O SAFF Nacional é a extensão da mesma plataforma que opera projetos multilaterais há mais de três décadas, agora também dentro das regras de bancos de fomento nacionais.

Na prática, ele substitui as planilhas fragmentadas por uma base única, aplica regras de negócio já na entrada do dado e conecta as informações, de forma que uma alteração se reflete automaticamente em todos os relatórios.

A plataforma organiza a gestão do projeto em módulos de preparação, planejamento, aquisições, financeiro, contábil e gerencial, com recursos de mapa de contratos e de monitoramento e avaliação.

Entre os pontos que essa estrutura entrega estão a execução físico-financeira centralizada, a documentação de apoio ao controle externo dos tribunais de contas, o georreferenciamento das obras e o acompanhamento de prazos e escopos.

Um ponto que considero importante reforçar é o dimensionamento. O escopo de funcionalidades acompanha o porte do projeto, do contrato de repasse de uma creche até um programa multissetorial de um estado.

Isso também vale para quem já é cliente SAFF. Não se trata de migração: conforme o cenário, o que muda é uma adequação de contrato ou um aditivo, mantendo o mesmo sistema e a mesma equipe.

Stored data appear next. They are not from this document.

PR #2, opened 2018-11-05
Use unique pointers instead of raw pointers

mvandi:
Hello Yan,

I have updated the `EntryPoint.h`, `Application.h` and `SandboxApp.cpp` files replacing the raw application pointer with an unique pointer so that its disposal can be managed by the executing program.

I have also added a Post-Build Event in the Sandbox project that copies the `Hazel.dll` in the Sandbox output directory.
Adding this Post-Build Event prevents the manual copy of the generated `.dll` file every time the solution (or the project) is compiled.

Greeting,
Mattia


IronicallySerious:
Can you explain how you managed to add a Post-Build Process through the UI in VS? I would like to know how it's done. All I am seeing are some changes in the `.vcxproj` file.

mvandi:
Of course, just right-click on the project, go to `Preferences > Build Events > Post-Build Event`, then you can the batch commands to execute once the project is built.

In this case: `xcopy $(SolutionDir)bin\$(Configuration)-$(Platform)\Hazel\Hazel.dll $(OutDir)`

PhilipKatis:
Shouldn't you use `xcopy /y` to avoid errors about the file already existing?

Gaztin:
Good initiative with smart pointers!

However, along with the migration to the Premake build system, these post-build commands are already implemented.

ldm0:
Sounds great! But it maybe a bit early to send a pull request for this project. 🤣

TheCherno:
Hi Mattia,

Thank you for your pull request! Here are some points:
- I'm deliberately not using a unique_ptr here because it's both unnecessary _and_ I want to be able to explicitly call delete to shutdown the application when required. For example the code later may read:
```cpp
int main(int argc, char** argv)
{
    Hazel::InitCore();
    auto app = Hazel::CreateApplication();
    app->Run();
    delete app;
    // Shutdown core after app shutdown
    Hazel::ShutdownCore();
}
```
Yes, you could argue that I could just enclose `app` in a scope, but this works just as well, and keeps the client API a little cleaner (`Hazel::Application*` vs `std::unique_ptr<Hazel::Application>`), and I happen to be one of those people who doesn't mind having raw pointers around because they're really not as bad as people have made them out to be...
- The `return 0;` in main is not needed (see 4) under Explanation here: https://en.cppreference.com/w/cpp/language/main_function)
- The post-build copy step is great, thanks for that. However we're going to switch to using a build system next episode and this will be obsolete since we won't define our own vsxproj files.

PR #16, opened 2019-01-09
Replace compiler flags with premake properties

Dragon9815:
I updated the premake file with the properties for the runtime library.

The type of the runtime library is set by the to properties `runtime` and `staticruntime`
- `runtime` specifies if we want the debug or he release library
- `staticruntime` specifies if we want static linking or dynamic linking

This replaces the build options `/MDd` and `/MD`.


TheCherno:
Obsolete; this has already been done. Thanks for the suggestion. 🙂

Foi esse avanço que apresentei em um webinar, há poucos dias, ao lado do Jean Vargas, no lançamento do SAFF Nacional. Hoje, a Caixa Econômica Federal já opera com a plataforma, com projetos reais em andamento.

A arquitetura de prestação de contas é a mesma para qualquer banco de fomento, incluindo bancos estaduais e operações intermediadas. O que muda entre eles é o formato exigido, e isso é uma configuração da plataforma.